> [What this task involves] Only lines containing the string "center" belong in the answer; find them in the records and copy them.

> [Supplied information]
________________________

PR #239, opened 2023-03-18
library: Add Calendar Entry

SoNiC-HeRE:
Added Calendar Demo under User Interface Section in Library
Issue #69

### DIFF
--- a/src/Library/demos/Calendar/main.blp
+++ b/src/Library/demos/Calendar/main.blp
@@ -1,0 +1,30 @@
+using Gtk 4.0;
+using Adw 1;
+
+Adw.StatusPage {
+  title: "Calendar";
+  description: "Keep track of current or upcoming events";
+
+    Box {
+      orientation: vertical;
+      halign: center;
+
+    Calendar calendar {
+      show-day-names: true;
+      show-week-numbers: true;
+      show-heading: true;
+      margin-bottom: 18;
+    }
+
+    LinkButton {
+      label: "API Refernce";
+      uri: "https://docs.gtk.org/gtk4/class.Calendar.html";
+   }
+  }
+ }
+}
+
+
+
+
+
--- a/src/Library/demos/Calendar/main.blp
+++ b/src/Library/demos/Calendar/main.blp
@@ -3,43 +3,23 @@ using Adw 1;
 
 Adw.StatusPage {
   title: "Calendar";
-  description: "Widget that helps you keep track of events";
+  description: "Display a Gregorian calendar, one month at a time";
 
-    Box {
-      orientation: vertical;
-      halign: center;
+  Box {
+    orientation: vertical;
+    halign: center;
 
     Calendar calendar {
       show-day-names: true;
-      show-week-numbers: true;
+      show-week-numbers: false;
       show-heading: true;
       margin-bottom: 18;
-    }
-
-    Box {
-      spacing: 6;
-      halign: center;
-      margin-bottom: 12;
-
-      Button mark {
-        icon-name: "plus";
-      }
-
-      Button remove_mark {
-        icon-name: "minus";
-      }
+      day: 1;
     }
 
     LinkButton {
-      label: "API Refernce";
+      label: "API Reference";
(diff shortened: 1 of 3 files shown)


src/Library/demos/Calendar/main.blp
```diff
@@ -0,0 +1,30 @@
...
+      margin-bottom: 18;
+    }
+
+    LinkButton {
+      label: "API Refernce";
+      uri: "https://docs.gtk.org/gtk4/class.Calendar.html";
+   }
+  }
+ }
+}
```
SoNiC-HeRE, line 25: will remove this bracket its unused

sonnyp: this is a syntax error - please make sure your contributions run before requesting review

src/Library/demos/Calendar/main.blp
```diff
@@ -0,0 +1,30 @@
+using Gtk 4.0;
+using Adw 1;
+
+Adw.StatusPage {
+  title: "Calendar";
+  description: "Keep track of current or upcoming events";
```
sonnyp, line 6: that'd make sense as a description for an end user calendar app but not here

I'll let you come up with a new suggestion

src/Library/demos/Calendar/main.js
```diff
@@ -0,0 +1,27 @@
...
+});
+calendar.connect("next-year", () => {
+  console.log("Switched to Next Year");
+});
+calendar.connect("prev-month", () => {
+  console.log("Switched to Previous Month");
+});
+calendar.connect("prev-year", () => {
+  console.log("Switched to Previous Year");
+});
```
sonnyp, line 27: I can't really think of use case for these signals

I'd remove them - @andyholmes wdyt?

sonnyp: maybe we can connect to property changes instead

```
calendar.connect('notify::month', () => {
  console.log(calendar.month);
});
```

src/Library/demos/Calendar/main.js
```diff
@@ -0,0 +1,27 @@
...
+function handleChange() {
+  let year = calendar.year;
+  let month = calendar.month;
+  let day = calendar.day;
+  let monthString = month.toString().padStart(2, "0");
+  let dayString = day.toString().padStart(2, "0");
+
+  console.log(
+    `Selected Date (YYYY-MM-DD): ${year}-${monthString}-${dayString}`,
+  );
```
sonnyp, line 12: please use `getDate` instead - it's the perfect opportunity to showcase the DateTime API :)

https://docs.gtk.org/glib/method.DateTime.format.html

Please use this to display the date:

> \%x: the preferred date representation for the current locale without the time

sonnyp (changes requested):
Could you also put an example of calendar marks?

src/Library/demos/Calendar/main.js
SoNiC-HeRE: but it would return an integer , i don't think that would be relevant to log.

src/Library/demos/Calendar/main.js
SoNiC-HeRE: sure

src/Library/demos/Calendar/main.blp
SoNiC-HeRE: How about : an arrangement of time into days, weeks, months, and years?

src/Library/demos/Calendar/main.js
sonnyp: You're right. What about we log the day/month/year in the user locale?

SoNiC-HeRE:
Sure I'd do that

sonnyp (approved):
Thanks

I made some slight adjustments https://github.com/sonnyp/Workbench/pull/239/commits/40edf52c2d93c9de82e92dc07b58f673fc271def

The mark UI was a bit too complicated and unclear because you had to select a day to mark the day but the day selection style would make the mark invisible for that day.

PR #243, opened 2023-03-21
Library: Add Banner Entry

Kodecheff:
Fixes https://github.com/sonnyp/Workbench/issues/285

### DIFF
--- a/src/Library/demos/Banner/main.blp
+++ b/src/Library/demos/Banner/main.blp
@@ -1,0 +1,24 @@
+using Gtk 4.0;
+
+Box welcome {
+  orientation: vertical;
+  valign: center;
+  halign: center;
+
+  Label {
+    label: "A widget for communicating persistent and important information.";
+    margin-bottom: 20;
+  }
+
+  Box banner_box {
+    orientation: vertical;
+    valign: center;
+    halign: center;
+
+  Button open_banner{
+    label: "Open Banner";
+  }
+
+  }
+
+}
--- a/src/Library/demos/Banner/main.blp
+++ b/src/Library/demos/Banner/main.blp
@@ -1,24 +1,46 @@
 using Gtk 4.0;
+using Adw 1;
 
-Box welcome {
-  orientation: vertical;
-  valign: center;
-  halign: center;
+Gtk.Window window {
+  default-width: 800;
+  default-height: 600;
+  title: "Banner";
+  titlebar: Gtk.HeaderBar {
+    [end]
+    MenuButton button_menu {
+      icon-name: "open-menu-symbolic";
+      primary: true;
+    }
+  };
 
-  Label {
-    label: "A widget for communicating persistent and important information.";
-    margin-bottom: 20;
+  Adw.ToastOverlay overlay {
+    Adw.StatusPage {
+      title: "Adw Banner";
+      description: "Gnome Banner Test";
+
+      Box {
+        orientation: vertical;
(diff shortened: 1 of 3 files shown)


src/Library/demos/Banner/main.js
```diff
@@ -0,0 +1,42 @@
+import Gtk from "gi://Gtk?version=4.0";
+const Adw = imports.gi.Adw;
+Gtk.init();
+
+const _bannerBox = workbench.builder.get_object("banner_box");
+const _openBanner = workbench.builder.get_object("open_banner");
+
+function adwBanner() {
+  // Create a new AdwBanner widget
+  const banner = new Adw.Banner({
```
sonnyp, line 10: Similar to https://github.com/sonnyp/Workbench/pull/248

please create the banner from the blueprint

andyholmes: Since these are generally intended to be place in a window, directly under the header bar, it would be a good idea to create a small window to demonstrate this, too.

The button in Workbench could pop up a window, and contain a few widget to control the info bar's properties.

sonnyp: Agree with Andy, the Banner should be in a Window.

No need for a custom button to open the window though - Workbench will directly offer the option if it detects a `Window` in the Blueprint. Similar to the "Window" library entry.

sonnyp: Actually, the libadwaita demo doesn't use an external banner for its demo – I think it's safe to follow them and makes the demo visible immediately.

image

works for you @andyholmes ?

andyholmes: Yes, that's good too. I think the important part is that it doesn't have margins on the top or left/right sides.

Replicating the libadwaita demo is good idea in general I think.

src/Library/demos/Banner/main.blp
```diff
@@ -0,0 +1,46 @@
...
+        halign: center;
+        valign: center;
+
+      Adw.Banner banner{
+        button-label: "Troubleshoot";
+        title: "An error occurred: Could not resolve host.";
+        revealed: true;
+        use-markup: true;
+        margin-bottom: 20;
+      }
```
andyholmes, line 32: This is better, but the banner should really be up at the top of the window, with no margins, right under the header bar.

Then maybe make it so clicking "Troubleshoot" hides the banner and shows the toast. Where the banner is now, add a button so the banner can be re-opened.

src/Library/demos/Banner/main.blp
```diff
@@ -0,0 +1,46 @@
...
+    MenuButton button_menu {
+      icon-name: "open-menu-symbolic";
+      primary: true;
+    }
+  };
+
+  Adw.ToastOverlay overlay {
+    Adw.StatusPage {
+      title: "Adw Banner";
+      description: "Gnome Banner Test";
```
andyholmes, line 19:
```suggestion
      description: "GNOME Banner Test";
```

andyholmes (changes requested):
Looking better!

Be sure to mark all user-visible strings in the `.js` and `.blp` file as translatable, by putting them in the gettext function, like `_("Words to translate")`.

sonnyp:
hey @Kodecheff, do you want to finish this? If so, make sure to add your name to the list of contributors in about.js

sonnyp:
https://github.com/sonnyp/Workbench/pull/313

PR #244, opened 2023-03-22
library: Add Font Dialog Entry

SoNiC-HeRE:
Adds Font Dialog Entry
#69


src/Library/demos/Font Dialog/main.js
```diff
@@ -0,0 +1,44 @@
...
+  modal: true,
+});
+font_dialog_button.set_dialog(dialog_standard);
+
+font_dialog_button.connect("notify::font-desc", () => {
+  let fontname = font_dialog_button.get_font_desc().to_string();
+  console.log(`Font Dialog Button: The font selected is ${fontname}`);
+});
+
+const dialog_custom = new Gtk.FontChooserDialog({
```
sonnyp, line 25: this is the deprecated API

sonnyp (changes requested):
The entry doesn't appear in the library

> (re.sonny.Workbench.Devel:4): re.sonny.Workbench.Devel-WARNING **: 19:53:44.496: The demo name "Font Chooser" does not match the folder name "Font Dialog" and will be ignored.

SoNiC-HeRE:
I'll fix it

src/Library/demos/Font Dialog/main.js
SoNiC-HeRE: okay, I'll update this with the new one

sonnyp:
@SoNiC-HeRE please make sure to update this to use `FontDialog` instead of the deprecated `FontChooserDialog`

SoNiC-HeRE:
I'm unsure why I'm getting an empty object or undefined value when i'm trying to get the value from Gtk.FontDialog. It seeems to work fine with Gtk.FontDialogButton but not with a custom button. I'm using this for reference: https://docs.gtk.org/gtk4/class.FontDialog.html

SoNiC-HeRE:
The demo seems to be working now , had to fix an error. It is ready for review now

SoNiC-HeRE:
The demo seems to be working now , had to fix an error. It is ready for review now

sonnyp (approved):
:+1: 

made some minor changes https://github.com/sonnyp/Workbench/pull/244/commits/23210020aff341dea2dab031390a294cd0153148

________________________

> [Response to this task]
+      halign: center;
-      halign: center;
+    halign: center;
-      halign: center;
+  valign: center;
+  halign: center;
+    valign: center;
+    halign: center;
-  valign: center;
-  halign: center;
+        halign: center;
+        valign: center;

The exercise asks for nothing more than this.